#### DATA TO USE:

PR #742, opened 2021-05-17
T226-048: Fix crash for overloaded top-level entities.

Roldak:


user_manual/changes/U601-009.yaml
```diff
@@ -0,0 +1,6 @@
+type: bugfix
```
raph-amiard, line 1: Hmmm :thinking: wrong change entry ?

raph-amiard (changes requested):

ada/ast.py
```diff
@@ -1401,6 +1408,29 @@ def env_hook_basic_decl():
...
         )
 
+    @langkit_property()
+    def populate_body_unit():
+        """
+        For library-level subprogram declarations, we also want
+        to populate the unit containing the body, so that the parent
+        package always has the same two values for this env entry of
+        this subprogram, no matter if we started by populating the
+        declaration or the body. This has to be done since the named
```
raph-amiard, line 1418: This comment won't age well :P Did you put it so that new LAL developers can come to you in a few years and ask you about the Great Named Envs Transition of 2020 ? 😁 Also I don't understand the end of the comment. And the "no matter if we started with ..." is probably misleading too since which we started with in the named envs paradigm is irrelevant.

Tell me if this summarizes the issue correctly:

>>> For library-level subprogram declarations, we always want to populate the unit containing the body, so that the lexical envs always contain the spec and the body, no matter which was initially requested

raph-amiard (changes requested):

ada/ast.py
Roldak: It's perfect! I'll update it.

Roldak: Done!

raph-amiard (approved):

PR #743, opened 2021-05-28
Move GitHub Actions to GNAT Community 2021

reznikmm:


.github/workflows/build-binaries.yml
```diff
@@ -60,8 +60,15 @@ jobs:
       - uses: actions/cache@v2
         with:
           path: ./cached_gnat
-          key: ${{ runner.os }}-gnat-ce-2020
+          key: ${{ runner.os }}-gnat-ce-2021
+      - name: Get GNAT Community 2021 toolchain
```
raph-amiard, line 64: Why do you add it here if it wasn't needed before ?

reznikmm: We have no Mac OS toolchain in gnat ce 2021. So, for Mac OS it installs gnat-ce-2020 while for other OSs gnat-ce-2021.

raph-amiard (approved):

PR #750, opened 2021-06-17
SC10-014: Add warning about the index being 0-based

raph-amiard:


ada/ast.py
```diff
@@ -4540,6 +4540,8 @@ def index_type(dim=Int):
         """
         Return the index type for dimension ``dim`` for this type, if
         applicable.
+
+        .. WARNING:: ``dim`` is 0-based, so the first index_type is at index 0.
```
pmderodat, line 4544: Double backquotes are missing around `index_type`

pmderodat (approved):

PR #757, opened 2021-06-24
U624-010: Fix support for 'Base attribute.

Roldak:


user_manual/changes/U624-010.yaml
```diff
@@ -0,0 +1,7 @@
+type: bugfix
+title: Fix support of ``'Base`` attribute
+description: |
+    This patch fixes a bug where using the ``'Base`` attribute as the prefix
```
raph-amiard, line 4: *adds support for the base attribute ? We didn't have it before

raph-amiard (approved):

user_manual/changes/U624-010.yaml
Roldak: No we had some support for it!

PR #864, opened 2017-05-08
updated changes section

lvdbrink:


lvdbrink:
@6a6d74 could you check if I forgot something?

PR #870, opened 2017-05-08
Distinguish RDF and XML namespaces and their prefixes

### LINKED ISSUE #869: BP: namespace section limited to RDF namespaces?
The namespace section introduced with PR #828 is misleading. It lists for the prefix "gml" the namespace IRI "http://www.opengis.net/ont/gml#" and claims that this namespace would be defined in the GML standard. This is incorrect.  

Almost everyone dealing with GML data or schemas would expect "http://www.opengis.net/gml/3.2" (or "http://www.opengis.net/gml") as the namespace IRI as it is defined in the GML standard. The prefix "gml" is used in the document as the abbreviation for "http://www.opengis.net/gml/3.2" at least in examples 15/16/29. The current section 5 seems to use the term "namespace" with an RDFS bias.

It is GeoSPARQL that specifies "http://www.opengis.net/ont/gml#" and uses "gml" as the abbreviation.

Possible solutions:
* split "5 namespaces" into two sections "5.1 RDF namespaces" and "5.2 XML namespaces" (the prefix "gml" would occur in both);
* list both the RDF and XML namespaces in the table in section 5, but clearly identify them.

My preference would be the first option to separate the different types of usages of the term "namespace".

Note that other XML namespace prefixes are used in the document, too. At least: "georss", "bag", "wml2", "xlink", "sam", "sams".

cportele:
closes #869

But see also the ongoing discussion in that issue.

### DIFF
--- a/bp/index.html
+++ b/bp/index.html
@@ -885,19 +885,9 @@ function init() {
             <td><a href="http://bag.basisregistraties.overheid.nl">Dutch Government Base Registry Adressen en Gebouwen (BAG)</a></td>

---

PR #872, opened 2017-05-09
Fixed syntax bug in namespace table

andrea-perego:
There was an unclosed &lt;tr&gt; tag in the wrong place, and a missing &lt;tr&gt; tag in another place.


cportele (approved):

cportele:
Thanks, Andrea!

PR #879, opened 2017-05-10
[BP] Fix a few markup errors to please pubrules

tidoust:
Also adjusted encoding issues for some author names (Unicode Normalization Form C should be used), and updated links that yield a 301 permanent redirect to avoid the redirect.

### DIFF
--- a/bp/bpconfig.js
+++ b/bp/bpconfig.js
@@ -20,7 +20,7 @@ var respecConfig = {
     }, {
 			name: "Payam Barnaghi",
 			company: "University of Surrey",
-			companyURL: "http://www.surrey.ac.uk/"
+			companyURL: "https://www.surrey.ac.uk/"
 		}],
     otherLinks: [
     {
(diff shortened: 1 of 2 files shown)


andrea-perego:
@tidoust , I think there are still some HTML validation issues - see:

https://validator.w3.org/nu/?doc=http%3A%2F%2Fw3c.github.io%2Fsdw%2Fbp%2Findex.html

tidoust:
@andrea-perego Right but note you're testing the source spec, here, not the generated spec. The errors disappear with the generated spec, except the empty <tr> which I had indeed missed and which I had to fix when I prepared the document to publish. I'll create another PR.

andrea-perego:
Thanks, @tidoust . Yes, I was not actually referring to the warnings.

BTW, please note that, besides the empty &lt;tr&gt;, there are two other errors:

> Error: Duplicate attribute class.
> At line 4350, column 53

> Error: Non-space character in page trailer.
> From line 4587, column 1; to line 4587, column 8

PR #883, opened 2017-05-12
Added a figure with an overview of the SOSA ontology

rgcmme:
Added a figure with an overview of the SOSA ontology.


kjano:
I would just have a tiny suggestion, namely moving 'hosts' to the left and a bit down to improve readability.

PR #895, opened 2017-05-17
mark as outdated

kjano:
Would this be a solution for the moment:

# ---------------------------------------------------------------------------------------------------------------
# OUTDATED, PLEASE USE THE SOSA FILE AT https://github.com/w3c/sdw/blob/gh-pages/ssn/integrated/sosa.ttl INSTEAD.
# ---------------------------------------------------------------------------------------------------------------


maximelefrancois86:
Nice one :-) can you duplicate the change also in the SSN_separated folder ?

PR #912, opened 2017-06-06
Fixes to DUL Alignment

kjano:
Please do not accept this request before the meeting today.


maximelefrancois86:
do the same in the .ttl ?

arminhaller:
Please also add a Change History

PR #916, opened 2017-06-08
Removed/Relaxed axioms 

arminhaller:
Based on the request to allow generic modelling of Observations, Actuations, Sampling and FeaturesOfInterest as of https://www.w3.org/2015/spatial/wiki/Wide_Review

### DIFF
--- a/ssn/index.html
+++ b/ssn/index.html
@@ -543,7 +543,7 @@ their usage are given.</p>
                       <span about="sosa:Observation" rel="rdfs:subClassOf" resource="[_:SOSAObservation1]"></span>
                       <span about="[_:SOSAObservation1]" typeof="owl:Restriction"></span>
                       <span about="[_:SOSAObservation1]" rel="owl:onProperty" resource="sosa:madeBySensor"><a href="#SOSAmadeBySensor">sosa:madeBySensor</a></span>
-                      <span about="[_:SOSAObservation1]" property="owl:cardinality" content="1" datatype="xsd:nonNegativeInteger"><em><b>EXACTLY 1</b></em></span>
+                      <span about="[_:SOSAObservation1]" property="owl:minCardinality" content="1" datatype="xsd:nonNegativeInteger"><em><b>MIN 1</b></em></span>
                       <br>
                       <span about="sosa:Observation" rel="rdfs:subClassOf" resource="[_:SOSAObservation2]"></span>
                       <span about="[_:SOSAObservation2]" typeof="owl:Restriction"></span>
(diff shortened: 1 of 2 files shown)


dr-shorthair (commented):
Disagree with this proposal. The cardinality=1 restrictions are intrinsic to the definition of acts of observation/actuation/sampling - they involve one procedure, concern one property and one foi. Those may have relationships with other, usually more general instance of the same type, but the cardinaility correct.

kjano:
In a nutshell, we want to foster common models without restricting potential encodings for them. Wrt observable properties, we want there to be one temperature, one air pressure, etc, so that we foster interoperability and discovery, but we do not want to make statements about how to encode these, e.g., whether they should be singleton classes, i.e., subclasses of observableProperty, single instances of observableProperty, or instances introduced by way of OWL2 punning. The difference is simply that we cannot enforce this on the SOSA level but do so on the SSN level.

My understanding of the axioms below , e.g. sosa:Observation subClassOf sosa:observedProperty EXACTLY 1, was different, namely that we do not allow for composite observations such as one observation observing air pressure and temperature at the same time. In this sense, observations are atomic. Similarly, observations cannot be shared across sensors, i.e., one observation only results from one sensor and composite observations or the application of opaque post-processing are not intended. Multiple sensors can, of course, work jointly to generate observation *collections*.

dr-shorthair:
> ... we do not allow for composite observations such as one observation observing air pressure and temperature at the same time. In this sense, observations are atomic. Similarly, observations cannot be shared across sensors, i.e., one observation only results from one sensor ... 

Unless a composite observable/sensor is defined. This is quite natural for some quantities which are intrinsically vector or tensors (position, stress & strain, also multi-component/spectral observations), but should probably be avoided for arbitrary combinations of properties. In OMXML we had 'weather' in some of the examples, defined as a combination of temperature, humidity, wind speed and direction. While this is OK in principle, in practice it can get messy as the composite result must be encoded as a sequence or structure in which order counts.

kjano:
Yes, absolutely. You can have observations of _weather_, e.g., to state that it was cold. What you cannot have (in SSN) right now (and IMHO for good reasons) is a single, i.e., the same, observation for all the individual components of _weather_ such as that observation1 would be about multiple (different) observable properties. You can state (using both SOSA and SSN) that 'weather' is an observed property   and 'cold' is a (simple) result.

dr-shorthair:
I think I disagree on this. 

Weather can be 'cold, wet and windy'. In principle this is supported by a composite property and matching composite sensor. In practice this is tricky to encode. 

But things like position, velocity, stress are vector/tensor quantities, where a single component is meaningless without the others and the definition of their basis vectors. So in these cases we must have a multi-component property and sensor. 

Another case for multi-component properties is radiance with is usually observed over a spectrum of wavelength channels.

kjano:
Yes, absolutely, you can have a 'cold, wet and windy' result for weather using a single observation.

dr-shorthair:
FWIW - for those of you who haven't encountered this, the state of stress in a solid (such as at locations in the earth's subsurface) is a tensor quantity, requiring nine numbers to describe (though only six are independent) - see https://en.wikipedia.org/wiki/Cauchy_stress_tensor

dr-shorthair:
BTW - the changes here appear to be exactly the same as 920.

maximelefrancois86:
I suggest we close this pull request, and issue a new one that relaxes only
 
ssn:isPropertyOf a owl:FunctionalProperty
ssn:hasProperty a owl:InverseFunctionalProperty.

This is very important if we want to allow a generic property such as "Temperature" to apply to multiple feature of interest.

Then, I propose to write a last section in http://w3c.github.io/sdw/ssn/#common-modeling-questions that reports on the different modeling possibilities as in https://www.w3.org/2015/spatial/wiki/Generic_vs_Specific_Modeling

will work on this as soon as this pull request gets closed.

==

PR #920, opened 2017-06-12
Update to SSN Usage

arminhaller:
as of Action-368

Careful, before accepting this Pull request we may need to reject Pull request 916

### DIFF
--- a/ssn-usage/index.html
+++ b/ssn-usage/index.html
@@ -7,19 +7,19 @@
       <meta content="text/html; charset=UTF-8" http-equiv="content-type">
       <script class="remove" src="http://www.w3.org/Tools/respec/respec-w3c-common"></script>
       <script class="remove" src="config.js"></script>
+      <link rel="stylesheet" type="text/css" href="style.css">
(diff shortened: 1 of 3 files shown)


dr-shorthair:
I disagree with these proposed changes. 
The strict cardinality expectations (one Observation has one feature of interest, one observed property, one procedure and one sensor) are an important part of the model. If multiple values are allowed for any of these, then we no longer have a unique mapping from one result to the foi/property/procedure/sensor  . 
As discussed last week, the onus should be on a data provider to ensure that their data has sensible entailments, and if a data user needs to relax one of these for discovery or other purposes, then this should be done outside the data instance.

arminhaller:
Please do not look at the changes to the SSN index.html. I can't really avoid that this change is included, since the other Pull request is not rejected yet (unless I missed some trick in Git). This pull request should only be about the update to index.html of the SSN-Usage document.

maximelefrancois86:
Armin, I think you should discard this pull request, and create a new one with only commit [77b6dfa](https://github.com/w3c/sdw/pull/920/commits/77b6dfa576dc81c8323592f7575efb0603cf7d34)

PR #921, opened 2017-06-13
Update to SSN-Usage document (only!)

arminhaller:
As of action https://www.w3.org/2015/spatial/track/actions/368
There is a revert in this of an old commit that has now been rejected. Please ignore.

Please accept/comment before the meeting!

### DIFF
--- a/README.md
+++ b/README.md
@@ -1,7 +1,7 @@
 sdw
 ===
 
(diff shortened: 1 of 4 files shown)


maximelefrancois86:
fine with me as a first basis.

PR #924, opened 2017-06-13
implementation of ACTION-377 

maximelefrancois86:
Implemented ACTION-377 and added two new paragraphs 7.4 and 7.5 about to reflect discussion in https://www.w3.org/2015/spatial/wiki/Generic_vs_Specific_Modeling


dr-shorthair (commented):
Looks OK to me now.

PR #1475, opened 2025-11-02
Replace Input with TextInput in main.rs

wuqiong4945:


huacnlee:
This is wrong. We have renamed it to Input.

#### THE PROBLEM:
From the listing above, copy out each line where the word "issues" appears.

#### ANSWER AREA:
Also adjusted encoding issues for some author names (Unicode Normalization Form C should be used), and updated links that yield a 301 permanent redirect to avoid the redirect.
@tidoust , I think there are still some HTML validation issues - see:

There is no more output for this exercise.